Why only Microsoft should have moved on it?

Over the last year, a problem in this beautiful future started to occur – many ISV’s (independent software vendors) started adding activity streams.  If the purpose is a single user experience, then, how will it be good if every vendor had their own activity stream.  We had ours on SharePoint.  Newsgator has a social – social activity stream on SharePoint.  So, we federated ours into theirs. I wrote about the need to do this more than a year ago. We also began the process to federate into Yammer, Salesforce’s Chatter, Jive, Appian, and SharePoint in Office 2013, etc.  Believe me this is costly to support, but, a commitment to cross-federation was the only way to make it work for the users unless…
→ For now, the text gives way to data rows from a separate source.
PR #9964, opened 2026-08-21
fix(train): fail fast on incompatible DLRover flash checkpoint APIs

Excelius-Wang:
## Summary

- validate the DLRover Flash Checkpoint API before loading the model
- fail fast with an actionable source-install command when `blocking` or `max_steps` is unavailable
- add regression tests for the released DLRover 0.6.1 API and the current source API

## Motivation

The latest published DLRover release, 0.6.1, does not accept the `blocking` and `max_steps` arguments used by ms-swift. The incompatibility is currently discovered only while saving a checkpoint or shutting down training.

Silently dropping these arguments would be unsafe because `blocking=True` prevents the final checkpoint from being skipped while a previous asynchronous save holds the shared-memory lock. This change keeps the current checkpoint semantics and reports the incompatible dependency before model loading.

## Validation

- focused unit tests: 2 passed
- project test runner: 2/2 passed
- all relevant pre-commit hooks passed
- `git diff --check` passed

Related to #9912.

### DIFF
--- a/swift/trainers/mixin.py
+++ b/swift/trainers/mixin.py
@@ -64,24 +64,6 @@ logger = get_logger()
 transformers_5 = version.parse(transformers.__version__) >= version.parse('5.0.0')
 
 
-def _validate_dlrover_flash_checkpoint_api(checkpointer_cls, checkpoint_engine_cls):
-    required_parameters = [
-        (checkpointer_cls.save_checkpoint_to_storage, 'blocking'),
-        (checkpoint_engine_cls.wait_latest_checkpoint, 'max_steps'),
-    ]
-    missing_parameters = []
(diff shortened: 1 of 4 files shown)


tastelikefeet (approved):

swift/trainers/mixin.py
```diff
@@ -64,6 +64,24 @@
 transformers_5 = version.parse(transformers.__version__) >= version.parse('5.0.0')
 
 
+def _validate_dlrover_flash_checkpoint_api(checkpointer_cls, checkpoint_engine_cls):
```
tastelikefeet: _validate_dlrover_flash_checkpoint_api this is a private function( starts with '\_', you can move it to utils.py or just added to sft.py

Viola, now Microsoft buys Yammer.  To us, this means that we can now federate to Microsoft Yammer and push business activity into that stream.  Will others ISV”s follow?  I believe so.  What you’ll start to see is the flow starting to go into this new UI.
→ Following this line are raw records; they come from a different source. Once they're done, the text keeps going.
Issue #9954, opened 2026-08-20
[RFC] Support M2PO for stale-rollout GRPO


primorLee:
### Checklist

- [x] I have searched existing issues and pull requests, and this is a new feature request.

### Feature Request Description

I would like to contribute support for **M2PO (Second-Moment Trust Policy Optimization)** to ms-swift's GRPO training stack.

M2PO was published at [ICLR 2026](https://proceedings.iclr.cc/paper_files/paper/2026/hash/8590b946e4f0c2b1262cb5b047924653-Abstract-Conference.html). It targets off-policy RL with stale rollout data, which is directly relevant to the `fully async rollout` item in the current ms-swift roadmap. Instead of PPO's fixed token-wise clipping interval, the final paper's Algorithm 1 constrains the batch-level second moment of the policy/behavior log-ratio and masks only the largest outliers in the active trust-region quadrants.

Paper and reference implementation:

- Paper: https://arxiv.org/abs/2510.01161
- Reference repository: https://github.com/Infini-AI-Lab/M2PO

#### Proposed scope

1. Add `m2po` as a GRPO `loss_type`, with the paper default `m2_threshold=0.04`.
2. Compute `log(pi_current / pi_behavior)` from `rollout_per_token_logps` when rollout log-probabilities are available.
3. Apply M2 masking only to tokens in the two PPO clipping quadrants: `(A > 0, ratio > 1)` and `(A < 0, ratio < 1)`.
4. Remove the largest squared log-ratio outliers until the second moment of the remaining trust-region tokens is at most the configured threshold.
5. Preserve the paper's denominator: average the masked objective over all valid completion tokens, not only the unmasked tokens.
6. Keep Transformers/HF and Megatron-SWIFT behavior aligned.
7. Add diagnostics such as `m2_before`, `m2_after`, `masked_fraction`, and `trust_region_fraction`.
8. Add deterministic unit tests for masking quadrants, threshold boundaries, padding/empty masks, numerical stability, and loss gradients, plus a small stale-rollout comparison against GRPO.

I already have an independent implementation of the final Algorithm 1 under review in [AgentScope/Trinity-RFT#616](https://github.com/agentscope-ai/Trinity-RFT/pull/616). I would adapt the implementation and its edge-case tests to ms-swift's current `GRPOBatch` and distributed training abstractions rather than copying framework-specific code.

Before implementation, I would appreciate maintainer guidance on three details:

[...]

PR #9965, opened 2026-08-21
feat(grpo): add M2PO for stale-rollout training

primorLee:
# PR type

- [ ] Bug Fix
- [x] New Feature
- [x] Document Updates

# PR information

Implements M2PO (Second-Moment Trust Policy Optimization) for stale-rollout GRPO, following the final ICLR 2026 Algorithm 1. Related RFC: #9954.

## What changed

- adds `loss_type=m2po` and the paper default `m2_threshold=0.04`
- computes `log(pi_current / pi_behavior)` from the actual rollout log-probabilities for vLLM/Megatron paths
- permits `old_per_token_logps` fallback only for synchronous native HF generation; deployment-backed paths fail closed if behavior log-probabilities are missing on any rank
- masks only the active PPO trust-region quadrants and removes the largest squared log-ratio outliers until the remaining batch M2 is within budget
- preserves the paper's original valid-token denominator after masking
- selects once over the complete optimizer batch: HF currently requires `gradient_accumulation_steps=1`; Megatron concatenates all optimizer-step micro-batches before selection
- computes distributed selection across pure data-parallel groups so reconstructed TP/CP replicas are not counted twice
- keeps Transformers/HF and Megatron-SWIFT on the same shared core implementation
- logs `m2_before`, `m2_after`, `masked_fraction`, and `trust_region_fraction`
- rejects unsupported combinations that would silently change the objective: sequence-level IS, extra rollout IS correction without separately retained training-engine behavior log-probabilities, off-policy sequence masking, dual clipping, Liger loss, HF sequence parallel/dynamic loss chunking, and Megatron multi-step reuse
- requires deterministic Megatron mask prepasses; LoRA uses `--lora_dropout 0`, and non-zero model dropout/stochastic depth/BatchNorm/router jitter fail closed
- documents the objective and support boundary in English and Chinese

The reference experiments use `beta=0`, so M2PO defaults to zero KL coefficient when the user does not explicitly set `beta`; an explicit non-zero value remains supported with a warning.

The final paper describes TIS as complementary to M2PO. That composition needs both rollout-engine and training-engine behavior-policy log-probabilities. This implementation currently retains only the rollout behavior tensor, so it rejects an additional `rollout_importance_sampling_mode` instead of double-correcting the same ratio.

## Validation

Validated head `4ad0ed6a464119cc2d8fd3165320e58513ad0cae`:

- Windows targeted M2PO + adjacent rollout-IS regression: **26 passed**
- Linux/Python 3.10 targeted M2PO + adjacent rollout-IS regression: **26 passed**
- repository pre-commit hooks on every changed file: flake8, isort, YAPF, whitespace, EOF, quote, merge-conflict, and mixed-line-ending checks passed
- Python compilation checks for the shared core and both trainer integrations passed
- `git diff --check` passed
- a conflict-free merge tree against current `origin/main` (`174f15e2a812c2669171c1006d8441348ecf35e5`) passed the same 26 tests

The tests cover strict/fallback behavior-policy routing, active trust-region quadrants, final Algorithm 1 equivalence, one optimizer-batch selection across micro-batch splits, original-denominator gradients, masked padding non-finites, invalid inputs, variable distributed token counts, and exclusion of reconstructed CP replicas.

### RTX 4090 CUDA oracle at head

- PyTorch `2.8.0+cu128`, CUDA `12.8`
- valid tokens: 3630; trust-region tokens: 1872; kept trust-region tokens: 938
- M2: `0.307053 -> 0.039919` at threshold `0.04`
- masked fraction: `0.257300`
- CUDA mask matched an independent CPU Algorithm 1 loop and the shared CPU implementation
- analytic-vs-autograd maximum gradient error: `1.16e-10`
- missing deployment behavior log-probabilities and stochastic Megatron prepasses were both rejected as intended

### Real two-node Megatron Context Parallel smoke

The topology/CP fix in parent `60da0d4048e25fa9d916e84ef666085aac737eac` was validated with one NVIDIA A800 80GB (rank 0) and one NVIDIA GeForce RTX 4090 (rank 1):

- aligned runtime: PyTorch `2.8.0+cu128`, CUDA `12.8`, NCCL `2.27.3`, Megatron-Core `0.16.1`, Transformer Engine `2.16.0`
- real two-node CUDA/NCCL world size 2; `all_reduce(rank + 1)` returned `3.0` on both GPUs; both ranks exited 0
- initialized `context_parallel_size=2`; confirmed CP group size 2, DP+CP group size 2, and pure-DP group size 1
- called production `swift.megatron.trainers.utils.reconstruct_tensor_cp` on load-balanced CP shards; both ranks reconstructed `[0.1, 0.2, 0.3, 0.4]`
- negative control with the old DP+CP group produced replica-divergent masks: `[[T,T,F,F], [T,T,T,F]]`
- pure-DP selection produced replica-identical masks: `[[T,T,F,F], [T,T,F,F]]`
- backward gradients matched the analytic shard-local oracle: `[[-0.27629274, 0], [-0.30535069, 0]]`
- metrics matched the oracle: M2 `0.075 -> 0.025`, masked fraction `0.5`, valid/trust/kept counts `4/4/2`

The two-node run used SSH-forwarded loopback sockets plus a process-scoped bind shim because the GPUs are on different private networks. The shim changed only socket port selection; tensor operations, process groups, collectives, reconstruction, masking, loss, and backward used the production PyTorch/NCCL/Megatron/ms-swift paths.

The A800 instance was offline while validating `4ad0ed6`, so the two-node smoke above is intentionally attributed to its exact parent commit rather than presented as a head rerun. Head changes were revalidated through the optimizer-batch distributed tests and the 4090 CUDA oracle above; they do not change CP reconstruction.

## Review status

The behavior-policy decision from #9954 is now resolved fail-closed for deployment-backed rollouts, and the optimizer-batch/parallelism boundaries are explicit. This is ready for maintainer review.


swift/rl_core/data.py
```diff
@@ -324,6 +326,8 @@ class GRPOBatch:
     advantages: Optional[torch.Tensor] = None  # [B, T] per-token (base broadcast minus per-token teacher KL)
     num_items_in_batch: Optional[torch.Tensor] = None  # scalar
     logits_to_keep: Optional[int] = None
+    m2po_mask: Optional[torch.Tensor] = None  # [B, T]
+    m2po_metrics: Optional[Dict[str, torch.Tensor]] = None
```
hjh0119, line 330: The design of GRPOBatch includes only factual data, excluding algorithm-specific data

hjh0119:
Thanks for the contribution! Sorry for the delayed review. I've left a comment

Why Microsoft?  Because it is up to them to set the industry standard.  They are uniquely positioned to do so in mass as they have done many times before.  I think on this one, they can and will do it.  We the mass will accept them because there should only be one.  While we hate that it makes life easier in situations where you need a single standard.

 

Where CorasWorks stands in all this?

The base of SharePoint users is really just starting to move in mass up the stack from low end collaboration into work management apps – our sweet spot. We have always pushed the business value of an integrated workplace of inter-connected applications on SharePoint.  We’ve set the standard for configured apps vs. custom coded that accelerates the ability for customers to create the apps they need and drive tangible business value.  We’ve set the standard for cross app integration on SharePoint.    We added the business activity stream to drive that integration and end-user convenience further.
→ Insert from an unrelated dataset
PR #207, opened 2024-10-07
Make Floppies and Red ID Card Local

cjmang:
From an async perspective, this game is really gated by the Opa Opa Items and the Zillion Items.  Hunting for the Floppy Disks throughout an async multiworld isn't meaningful, because the only check gated by Floppies and the Red ID Card is the "Win" Check, whose sole purpose is to flag the world as cleared to AP.  To even get far enough to use Floppies and the Red ID Card requires enough Zillions and Opa Opas--so many in fact you can get every other check in the game.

Over the last couple of years we worked to trumpet the move to this new user-centric approach to work.  We have a small trumpet compared to Microsoft.  I see Microsoft’s move accelerating the realization of organizations on how all of this comes together to serve the user which will drive more apps onto the platform to feed the experience.  We will do our part to federate and help drive the movement. My belief is that we are moving into a new era of a virtuous cycle that will simply make it easier and more productive for people to work better together.  It is a good day.